Ring-closure metathesis reaction of 29 was performed using 2^nd Grubbs catalyst to
afford 30 [41]. Reduction of the double bond in the five-membered ring of 30 with
Wilkinson’s catalyst gave saturated product 31. Intermediate 32 was obtained by
primary alcohol oxidation. Then 32 was converted to the target monobactam 35 by the
same manner as described for 17a-b.
Scheme 3. Synthetic route of the title compounds 35. Reagents and conditions: (a)
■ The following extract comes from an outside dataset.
PR #4830, opened 2026-05-12
fix(utxo): nonce=0 rejected by all() falsy check in /utxo/transfer (bounty #2819)

BossChaos:
## Problem (Bounty #2819)

The `/utxo/transfer` endpoint rejects `nonce=0` because the validation uses Python's `all()` function, which treats `0` as falsy:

Allylmagnesium bromide, THF, -78°C then room temp, 2h; (b) 2^nd Grubbs catalyst, DCM, 40°
C, overnight; (c) Wilkinson’s catalyst, H₂, EtOH, 60°C, 7 h; (d) TEMPO, NaClO₂, NaClO,
CH₃CN/H₂O, 35°C, 24 h; (e) BnONH₂·HCl, EDCI·HCl, HOBT, NEt₃, DCM, room temp,
overnight; (f) SO₃·Py, Py, 60°C, 2.5 h; (g) K₂CO₃, EA/H₂O (3/1), 80°C, 5 h; (h) 10% Pd/C, H₂,
MeOH, room temp, 2 h; (i) SO₃·Py, Bu₄NHSO₄, Py, 60°C, 3 h; (j) TFA, Et₃SiH, DCM, 0°C then
room temp, 2 h; (k) 15, HATU, NaHCO₃, DMSO, room temp, 3 h; (l) TFA, Et₃SiH, DCM, -15°C
then room temp, 15 h.
Key intermediate 43 was afforded according the procedure illustrated in Scheme
4. 37 was obtained from L-Ascorbic acid (36) upon treatment with
2,2-dimethoxypropane. Oxidation of 37 with hydrogen peroxide yielded the threonic
acid derivative, which was then transformed to the methyl ester 38 [42]. 38 was
treated with Tf₂O under basic condition, followed by nucleophilic substitution with
NaN₃ to give intermediate 39. Protecting group in 39 was quickly removed to prevent
the production of lactone, and then selective protection of primary hydroxyl with
Ph₃CCl afforded intermediate 40. Compound 40 was subjected to hydrolysis under
alkaline condition, followed by condensation with BnONH₂ to give 42. The key
intermediate 43 was obtained through Mitsunobu reaction. The stereochemistry of 43
was confirmed by X-ray crystallography.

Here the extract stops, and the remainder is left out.